Intel has also been known to highly over estimate their TDP and uses TDP vs AMD who has been known to either hit their TDP or use ADP instead of TDP so a 95W TDP (might be ADP) 8 core on 14nm might be possible.
 


If 10-core BDW is ~140W, then 8-core BDW would be ~ 112W. Zen likely has less L3 cache (20MB vs 16MB) which reduces power consumption. Reduce clocks by ~10% and we are on 95W easily.

95W for a quad-core Zen on 14nm would be a complete disappointment.
 
https://www.semiwiki.com/forum/content/5180-globalfoundries-visit-%C2%96-part-2-%C2%96-waking-sleeping-giant.html

As interesting as all of that is, they then went on to describe their new FX-14 ASIC offering utilizing the 14LLP process manufactured at Fab 8 in Malta. As an outside observer one concern I had for GF was how they would differentiate themselves from Samsung and become more than a second source when they are licensing the 14nm process from Samsung. While we were in Burlington we heard the AMD has committed to 14LPP giving GF a volume first source customer to drive yield learning.
 


Maybe to you :) I plan to overclock the living F#$% out of mine id be happy to hit 200W when its all said and done.
 


Overclocking does also depend on a lot of factors. the uArch is one but there are other factors such as the process node and how well it handled the extra voltage, how much extra voltage it can take and the heat dissipation.
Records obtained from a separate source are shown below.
PR #1169, opened 2026-09-15
Azure DevOps Extension: security dependency updates (KSM-1238)

stas-schaller:
## Summary
Azure DevOps Secrets Manager task: updates adm-zip, azure-pipelines-task-lib, js-yaml, minimatch, mocha, and other dependencies to resolve every open Dependabot advisory on this package.

### Maintenance
- KSM-1238 - Resolved adm-zip, js-yaml, minimatch, brace-expansion, follow-redirects, nodejs-file-downloader, uuid, and serialize-javascript via `npm audit fix`.
- KSM-1238 - `azure-pipelines-task-lib` (a runtime dependency that ships in the published task, not a dev tool) resolved from 5.2.8 to 5.280.1 as part of the same fix. Same major version per its existing `^5.2.4` range; the jump pulled in a patched `adm-zip`.
- KSM-1238 - `mocha` (devDependency only, never ships in the published task) bumped from `^11.7.1` to `^12.0.1` via `npm audit fix --force` to clear the last two advisories (`diff`, `serialize-javascript`). This is the one real semver-major change in the diff. Verified the test suite still passes after.

## Testing
```
cd integration/keeper_secrets_manager_azure_pipeline_extension/ksm-azure-devops-secrets-task
npm audit   # 0 vulnerabilities
npm run build && npm test   # 1/1 passing
```

## Breaking Changes
None. `mocha` is a devDependency; the published task's runtime behavior is unaffected.

## Related Issues
- Jira: KSM-1238

---
**Draft, not ready to merge.** This package also depends on `@keeper-security/secrets-manager-core@^17.2.0` and is included in the same batch waiting on JS SDK core v17.6.0's publish before the final version bump and merge. Opening as a draft now so review on the dependency fixes isn't blocked on that. No `CHANGELOG.md` exists for this integration, so none was added.


mgallego-keeper (approved):
Security review.

This review checked the dependency bump for supply-chain integrity and CVE-fix completeness, and separately checked what actually ships in the published task.

What I verified:
- `npm audit` on the pre-change lockfile found 9 vulnerabilities. The post-change lockfile has 0. I ran both audits myself.
- `adm-zip` resolves to 0.6.1. I confirmed against its upstream commit history that this version fixes the symlink-following issue in `GHSA-vwc7-r8mq-g2x9`, even though that advisory lists no patched version.
- The `package.json` change matches the PR description exactly. `mocha` moves from `^11.7.1` to `^12.0.1`. `azure-pipelines-task-lib` resolves from 5.2.8 to 5.280.1, within its existing `^5.2.4` range.
- Every changed lockfile entry resolves to `https://registry.npmjs.org/` with a matching integrity hash.

One item for a separate follow-up, not blocking this PR:

I built the actual VSIX package with `tfx-cli` to check what ships. `mocha`, `ts-node`, `typescript`, and their full dependency trees are present in the built package. The release workflow runs plain `npm install`, with no production-only flag and no file allowlist.

This means the claim that `mocha` never ships in the published task does not match what actually gets published. This is a pre-existing gap in the packaging workflow, not something this PR introduced. Given this task runs inside customer pipelines with access to secrets, filed as a separate ticket to exclude devDependencies from the published package.

Verdict: no changes requested on this PR's own diff.

PR #1170, opened 2026-09-16
feat: allow creation of a user inside a subfolder

TiJof:
Before the ansible role hardcode None for the subfolder_uid, this commit allow to use a custom one.
Now you can create an entry specifying the shared folder (mandatory) and a folder inside this one.

- name: Create a new record in a subfolder
  keeper_create:
    shared_folder_uid: XXX
    _**subfolder_uid: YYY**_
    record_type: login
    title: My Title
    fields:
      - type: login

Intels 65nm was better than AMDs 65nm at overclocking.

I guess we just need to wait and see what they finally come out as the final process node and how well it handles higher clocks.
 



True, point was I don't care about how power efficient their top end 8 core cpu is, as I don't pay the power bill. If zen ends up with 150W tdp and overclocks to use 200W I wont complain.

I think that's what intel was thinking from their top end parts as well. most people with 6700K's overclock them to use 140W and if you noticed their stock tdp has increased in the last generation. desktops generally don't need efficiency as most people with i7 6700K's are running 600W plus power supplies and can easily run the power.

even amd's last gen 8350 took over 8 years for the average consumer to pay off the price difference in power draw compared to owners of the 3770K.

https://www.youtube.com/watch?v=fBeeGHozSY0


EDIT: point is power efficiency is irrelivent in the desktop market for 90% of gamers and power users.

U series and laptops... different story, desktop no.